Top of Source material

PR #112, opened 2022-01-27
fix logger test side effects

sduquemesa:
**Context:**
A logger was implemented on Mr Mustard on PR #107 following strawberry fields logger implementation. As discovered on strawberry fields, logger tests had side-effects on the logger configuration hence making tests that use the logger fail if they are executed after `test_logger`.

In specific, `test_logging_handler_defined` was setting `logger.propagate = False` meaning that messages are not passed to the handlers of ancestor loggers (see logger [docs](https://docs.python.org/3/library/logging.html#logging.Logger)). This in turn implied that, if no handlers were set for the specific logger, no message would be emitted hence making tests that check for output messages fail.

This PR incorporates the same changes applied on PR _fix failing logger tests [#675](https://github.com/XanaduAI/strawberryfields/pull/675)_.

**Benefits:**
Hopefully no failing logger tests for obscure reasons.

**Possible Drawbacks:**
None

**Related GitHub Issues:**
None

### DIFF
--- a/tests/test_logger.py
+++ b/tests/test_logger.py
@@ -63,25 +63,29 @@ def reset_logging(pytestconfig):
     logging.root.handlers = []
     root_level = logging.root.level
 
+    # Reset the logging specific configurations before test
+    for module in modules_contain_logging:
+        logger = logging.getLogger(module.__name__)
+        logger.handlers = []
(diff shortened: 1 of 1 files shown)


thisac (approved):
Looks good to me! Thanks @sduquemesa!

Bottom of Source material
Top of Source material

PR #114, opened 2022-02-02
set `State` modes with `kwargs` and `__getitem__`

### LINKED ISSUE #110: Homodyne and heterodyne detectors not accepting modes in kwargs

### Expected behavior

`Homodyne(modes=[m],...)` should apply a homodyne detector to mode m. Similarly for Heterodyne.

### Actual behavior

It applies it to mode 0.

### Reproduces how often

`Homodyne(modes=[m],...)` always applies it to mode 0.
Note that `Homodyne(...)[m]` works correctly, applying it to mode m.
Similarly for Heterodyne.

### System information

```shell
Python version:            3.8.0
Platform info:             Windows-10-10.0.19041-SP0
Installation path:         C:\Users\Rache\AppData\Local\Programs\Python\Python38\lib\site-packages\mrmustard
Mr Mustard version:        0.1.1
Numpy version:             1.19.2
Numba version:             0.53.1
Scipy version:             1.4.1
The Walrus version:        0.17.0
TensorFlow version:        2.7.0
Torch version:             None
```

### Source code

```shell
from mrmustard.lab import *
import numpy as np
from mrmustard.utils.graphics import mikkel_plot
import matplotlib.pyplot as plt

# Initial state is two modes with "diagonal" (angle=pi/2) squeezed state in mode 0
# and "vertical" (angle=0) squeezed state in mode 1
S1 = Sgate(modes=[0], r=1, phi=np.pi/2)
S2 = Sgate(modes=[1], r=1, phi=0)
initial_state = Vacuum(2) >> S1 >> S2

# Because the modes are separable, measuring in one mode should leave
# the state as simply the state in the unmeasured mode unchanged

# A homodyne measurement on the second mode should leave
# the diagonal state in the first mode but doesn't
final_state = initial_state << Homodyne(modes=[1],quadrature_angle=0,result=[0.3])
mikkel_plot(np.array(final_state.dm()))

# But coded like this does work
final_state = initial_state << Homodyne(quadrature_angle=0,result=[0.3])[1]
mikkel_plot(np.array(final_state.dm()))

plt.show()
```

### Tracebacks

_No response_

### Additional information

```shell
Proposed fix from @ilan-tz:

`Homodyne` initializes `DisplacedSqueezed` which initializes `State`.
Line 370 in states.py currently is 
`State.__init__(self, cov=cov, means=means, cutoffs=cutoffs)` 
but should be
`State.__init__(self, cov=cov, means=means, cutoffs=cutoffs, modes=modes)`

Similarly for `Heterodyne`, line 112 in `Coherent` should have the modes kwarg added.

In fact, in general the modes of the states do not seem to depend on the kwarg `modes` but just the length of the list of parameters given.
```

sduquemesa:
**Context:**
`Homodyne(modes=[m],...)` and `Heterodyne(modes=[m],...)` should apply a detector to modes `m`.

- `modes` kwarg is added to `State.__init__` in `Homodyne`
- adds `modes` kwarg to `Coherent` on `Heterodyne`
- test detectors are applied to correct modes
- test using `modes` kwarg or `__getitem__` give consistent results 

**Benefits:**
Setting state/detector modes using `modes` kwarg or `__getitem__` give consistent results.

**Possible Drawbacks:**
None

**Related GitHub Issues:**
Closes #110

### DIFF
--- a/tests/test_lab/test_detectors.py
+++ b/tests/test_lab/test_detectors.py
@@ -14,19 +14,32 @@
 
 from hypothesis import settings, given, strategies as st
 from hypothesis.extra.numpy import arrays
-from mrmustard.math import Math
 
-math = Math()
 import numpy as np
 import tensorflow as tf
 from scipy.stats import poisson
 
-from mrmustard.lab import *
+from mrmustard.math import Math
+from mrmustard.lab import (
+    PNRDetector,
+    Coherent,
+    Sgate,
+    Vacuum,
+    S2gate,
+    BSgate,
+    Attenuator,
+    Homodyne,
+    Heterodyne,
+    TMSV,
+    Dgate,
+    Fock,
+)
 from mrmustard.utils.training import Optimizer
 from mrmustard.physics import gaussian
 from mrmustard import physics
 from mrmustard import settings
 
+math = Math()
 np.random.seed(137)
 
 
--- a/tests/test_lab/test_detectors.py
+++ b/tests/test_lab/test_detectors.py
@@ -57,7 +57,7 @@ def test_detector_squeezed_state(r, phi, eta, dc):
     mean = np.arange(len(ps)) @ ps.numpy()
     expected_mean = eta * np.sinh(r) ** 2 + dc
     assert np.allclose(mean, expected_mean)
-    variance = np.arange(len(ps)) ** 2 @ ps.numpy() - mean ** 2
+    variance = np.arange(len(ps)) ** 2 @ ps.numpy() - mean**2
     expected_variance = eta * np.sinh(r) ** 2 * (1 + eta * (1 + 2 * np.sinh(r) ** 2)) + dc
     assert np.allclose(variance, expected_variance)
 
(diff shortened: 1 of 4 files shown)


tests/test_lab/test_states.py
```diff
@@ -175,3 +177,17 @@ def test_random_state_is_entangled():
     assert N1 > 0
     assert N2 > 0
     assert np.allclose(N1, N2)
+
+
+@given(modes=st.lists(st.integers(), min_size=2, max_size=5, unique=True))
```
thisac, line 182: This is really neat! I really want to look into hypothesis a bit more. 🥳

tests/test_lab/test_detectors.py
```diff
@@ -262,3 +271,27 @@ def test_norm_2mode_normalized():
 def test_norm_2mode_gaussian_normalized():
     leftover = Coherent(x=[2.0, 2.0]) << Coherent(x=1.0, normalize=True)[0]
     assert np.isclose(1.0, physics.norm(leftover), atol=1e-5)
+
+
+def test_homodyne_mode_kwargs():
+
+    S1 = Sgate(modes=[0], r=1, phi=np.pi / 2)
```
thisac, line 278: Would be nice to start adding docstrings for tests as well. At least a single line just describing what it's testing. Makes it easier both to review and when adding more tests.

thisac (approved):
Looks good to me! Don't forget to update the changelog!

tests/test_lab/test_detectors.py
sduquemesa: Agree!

Bottom of Source material
Top of Source material

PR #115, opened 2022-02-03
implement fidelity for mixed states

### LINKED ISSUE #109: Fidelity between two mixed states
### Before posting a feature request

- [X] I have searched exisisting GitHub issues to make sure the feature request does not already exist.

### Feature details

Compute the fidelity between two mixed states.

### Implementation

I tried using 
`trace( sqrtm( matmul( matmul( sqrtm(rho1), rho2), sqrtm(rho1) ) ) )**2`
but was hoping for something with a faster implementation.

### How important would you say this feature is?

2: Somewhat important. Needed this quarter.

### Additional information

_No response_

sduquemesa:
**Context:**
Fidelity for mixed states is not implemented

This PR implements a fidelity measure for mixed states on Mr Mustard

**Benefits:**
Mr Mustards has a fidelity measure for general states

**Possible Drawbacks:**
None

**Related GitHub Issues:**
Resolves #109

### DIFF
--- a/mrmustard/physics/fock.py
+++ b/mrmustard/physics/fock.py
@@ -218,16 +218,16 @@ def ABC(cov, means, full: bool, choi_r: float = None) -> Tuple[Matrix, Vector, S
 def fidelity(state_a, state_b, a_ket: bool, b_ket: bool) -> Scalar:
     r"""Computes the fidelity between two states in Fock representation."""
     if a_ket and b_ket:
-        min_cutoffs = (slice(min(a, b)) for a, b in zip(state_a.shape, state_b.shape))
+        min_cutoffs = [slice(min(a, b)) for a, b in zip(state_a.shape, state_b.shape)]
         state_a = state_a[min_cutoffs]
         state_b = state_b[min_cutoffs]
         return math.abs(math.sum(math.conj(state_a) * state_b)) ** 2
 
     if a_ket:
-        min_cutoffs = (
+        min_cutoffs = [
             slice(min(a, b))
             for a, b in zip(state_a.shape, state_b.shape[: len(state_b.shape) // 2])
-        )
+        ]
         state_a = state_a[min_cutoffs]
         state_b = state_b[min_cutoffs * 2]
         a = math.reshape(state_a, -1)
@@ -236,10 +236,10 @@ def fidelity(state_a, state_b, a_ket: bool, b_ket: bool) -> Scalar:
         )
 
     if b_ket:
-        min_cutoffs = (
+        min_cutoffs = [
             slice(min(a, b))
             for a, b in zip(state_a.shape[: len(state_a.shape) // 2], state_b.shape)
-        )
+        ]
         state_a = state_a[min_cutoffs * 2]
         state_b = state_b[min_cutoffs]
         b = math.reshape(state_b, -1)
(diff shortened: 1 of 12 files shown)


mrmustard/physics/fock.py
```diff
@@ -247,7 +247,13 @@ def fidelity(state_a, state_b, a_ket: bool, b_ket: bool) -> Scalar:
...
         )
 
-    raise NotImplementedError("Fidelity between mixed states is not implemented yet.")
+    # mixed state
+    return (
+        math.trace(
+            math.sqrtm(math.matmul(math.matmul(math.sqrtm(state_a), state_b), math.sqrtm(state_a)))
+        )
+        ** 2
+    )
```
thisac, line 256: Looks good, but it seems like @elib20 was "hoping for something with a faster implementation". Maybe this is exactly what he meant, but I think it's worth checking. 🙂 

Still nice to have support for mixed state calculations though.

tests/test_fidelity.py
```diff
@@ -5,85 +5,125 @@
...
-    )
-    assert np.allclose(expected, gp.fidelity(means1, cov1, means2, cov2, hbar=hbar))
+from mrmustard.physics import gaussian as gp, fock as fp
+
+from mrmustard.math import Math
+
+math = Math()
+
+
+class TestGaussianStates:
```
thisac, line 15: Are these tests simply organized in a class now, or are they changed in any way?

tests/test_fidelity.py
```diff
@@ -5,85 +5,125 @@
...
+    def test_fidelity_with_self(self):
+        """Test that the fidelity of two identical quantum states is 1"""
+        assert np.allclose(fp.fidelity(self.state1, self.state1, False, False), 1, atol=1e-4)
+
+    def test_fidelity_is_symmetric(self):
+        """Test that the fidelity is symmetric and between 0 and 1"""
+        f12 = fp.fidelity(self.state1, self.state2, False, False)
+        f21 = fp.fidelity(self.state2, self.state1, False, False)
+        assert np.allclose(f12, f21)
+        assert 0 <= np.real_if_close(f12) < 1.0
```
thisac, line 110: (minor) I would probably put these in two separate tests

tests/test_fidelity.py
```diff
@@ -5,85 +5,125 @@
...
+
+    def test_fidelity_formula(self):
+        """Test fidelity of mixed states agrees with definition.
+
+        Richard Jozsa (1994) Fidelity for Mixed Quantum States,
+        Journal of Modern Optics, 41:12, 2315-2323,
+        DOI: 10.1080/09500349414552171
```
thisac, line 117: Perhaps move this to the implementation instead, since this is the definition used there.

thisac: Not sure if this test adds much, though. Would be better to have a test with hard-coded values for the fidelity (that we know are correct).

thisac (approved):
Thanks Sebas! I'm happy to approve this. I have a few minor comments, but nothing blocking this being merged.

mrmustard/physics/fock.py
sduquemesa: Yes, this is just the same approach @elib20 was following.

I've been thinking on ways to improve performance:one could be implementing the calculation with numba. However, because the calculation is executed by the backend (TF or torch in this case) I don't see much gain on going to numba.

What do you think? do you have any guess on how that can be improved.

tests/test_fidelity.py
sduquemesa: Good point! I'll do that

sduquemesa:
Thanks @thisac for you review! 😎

Bottom of Source material

Work required
From the records above, retype only the lines starting at the line that contains "from mrmustard.utils.training import" and ending at the line that contains "expected_mean = eta", both included.

Task response
 from mrmustard.utils.training import Optimizer
 from mrmustard.physics import gaussian
 from mrmustard import physics
 from mrmustard import settings
 
+math = Math()
 np.random.seed(137)
 
 
--- a/tests/test_lab/test_detectors.py
+++ b/tests/test_lab/test_detectors.py
@@ -57,7 +57,7 @@ def test_detector_squeezed_state(r, phi, eta, dc):
     mean = np.arange(len(ps)) @ ps.numpy()
     expected_mean = eta * np.sinh(r) ** 2 + dc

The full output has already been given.